* Shane Hathaway <shane@zope.com> [2003-05-01 19:36]:
Roché Compaan wrote:
* Shane Hathaway <shane@zope.com> [2003-04-30 16:55]:
Do you agree with these requirements and minimal use cases? Is there anything I need to clarify?
This sounds good. Now what is the next step? I'd like to help build on the API or aspects of it like making it work in Zope 2 for instance. I like the idea of having RelationShips as a separate branch in the ZODB that you posted earlier.
Well, I think we should look at the way relationships get stored. Right now I can think of two possible models:
- Store and index relationship objects. This is perhaps the most obvious way to do it.

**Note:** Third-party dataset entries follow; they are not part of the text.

PR #562, opened 2025-01-30
Set operation as aborted

arbulu89:
# Description

Set the operation as aborted if the gen server handling the operation crashes abnormally.
For that, first of all, the gen server `restart` value is set to `temporary` so it doesn't restart in any circunstance.

Unfortunately, we cannot catch all the crashes in the gen server itself, so the `terminate/2` is a best-effort. It will put operations to aborted if possible.
If this cannot happen (database connection fails, whole application stops abruptly, brutal kill, etc), the functionality is completed in the `operations` code, where we can compute if an operation is aborted calculating its starting time, steps timeouts and current time.
Of course, this has the disadvantage that the database itself is not 100% accurate.

If we want to solve that and have 100% accurate database content, we need to have a recurring job in the system. This job can be as stupid as a super simple GenServer with a `Process.send_after(self(), :sync, @period)` in a `handle_info(:sync...`, which could run `Opeartions.abort_operation` using the same calculation system.

I don't personally like the recurring job options, as it includes more opaque things on the system. It would do background tasks and makes the system less deterministic as the entries change without any real event.

Opinions?

References:
- [terminate](https://hexdocs.pm/elixir/1.12/GenServer.html#c:terminate/2)
- [article](https://alexcastano.com/how-to-stop-a-genserver-in-elixir/)

## How was this tested?

UT

### DIFF
--- a/lib/wanda_web/controllers/v1/operation_controller.ex
+++ b/lib/wanda_web/controllers/v1/operation_controller.ex
@@ -37,10 +37,13 @@ defmodule WandaWeb.V1.OperationController do
     ]
 
   def index(conn, params) do
-    operations = Operations.list_operations(params)
-    enriched_operations = Enum.map(operations, &Operations.enrich_operation!(&1))
+    operations =
+      params
+      |> Operations.list_operations()
+      |> Enum.map(&Operations.enrich_operation!(&1))
+      |> Enum.map(&Operations.compute_aborted(&1, DateTime.utc_now()))
 
-    render(conn, operations: enriched_operations)
+    render(conn, operations: operations)
   end
 
   operation :show,
@@ -67,6 +70,7 @@ defmodule WandaWeb.V1.OperationController do
       operation_id
       |> Operations.get_operation!()
       |> Operations.enrich_operation!()
+      |> Operations.compute_aborted(DateTime.utc_now())
 
     render(conn, operation: operation)
   end
--- a/lib/wanda/operations.ex
+++ b/lib/wanda/operations.ex
@@ -14,7 +14,7 @@ defmodule Wanda.Operations do
     StepReport
   }
 
-  alias Wanda.Operations.Catalog.Registry
+  alias Wanda.Operations.Catalog.{Registry, Step}
 
   require Wanda.Operations.Enums.Result, as: Result
   require Wanda.Operations.Enums.Status, as: Status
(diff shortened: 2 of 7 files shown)


CDimonaco:
I think this soulution works just fine, having a cronjob just for the sake of computing this in database feels realy like a "cms" kind of thing. When the extreme edge case occours we know how to retrieve the failed.

Implementing other things seems a little bit pointless to me, just to mention that having other tasks that monitor the genserver and spawn them does not solve the problem, it just move the same problem to another component, just to mention because I can understand is a pattern we find a lot in elixir

lib/wanda_web/controllers/v1/operation_controller.ex
```diff
@@ -37,10 +37,13 @@ defmodule WandaWeb.V1.OperationController do
     ]
 
   def index(conn, params) do
-    operations = Operations.list_operations(params)
-    enriched_operations = Enum.map(operations, &Operations.enrich_operation!(&1))
+    operations =
+      params
+      |> Operations.list_operations()
+      |> Enum.map(&Operations.enrich_operation!(&1))
+      |> Enum.map(&Operations.compute_aborted(&1, DateTime.utc_now()))
```
nelsonkopliku, line 44: Have you considered computing whether an operation is aborted or not (based on the time) in the context (`list_operations` and `get_operation` functions).

It would add extra consistency, imho, as we'd always have that logic applied when listing or getting a single operation.

arbulu89: Yes, initially I did.
I would need to change the signature to add the current utc time, which looks a bit out of place (it could be an optional argument as well, like dependency injection only for tests).
The `list_operations` already has a default argument as well, and I could get the time from there, but it looks a bit hacky.
Otherwise testing  becomes impossible
Anyway, I don't have strong opinions

CDimonaco: I would prefer having them separated and composed when needed like in the controller which is the de-facto integration point instead of polluting the signature

nelsonkopliku: Up to you guys.

Anyway the signature might not need to be necessarily changed. We could rely on a clock/datetime behaviour which is mockable in tests. Something similar to what we do in web with `Trento.Support.DateService`

arbulu89: But you still need to pass the configurable `DateService` to the function. How do you run it otherwise?

nelsonkopliku (approved):
LGTM

CDimonaco (approved):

- Use relations (database tables) and infer relationships rather than store them. This could allow us to take advantage of relational theory.
The advantage of storing relationship objects directly is that it's obvious. When you want to relate object A to object B, you just create a Relationship object that links A and B and store it. You can store extra metadata by creating your own relationship classes. Relationship objects need only implement a minimal interface.
The disadvantage of storing relationship objects is that every relationship is stored as a separate object. But in a complex application, aren't there potentially far too many relationships to enumerate? How would we manage this? And would it be possible to infer relationships?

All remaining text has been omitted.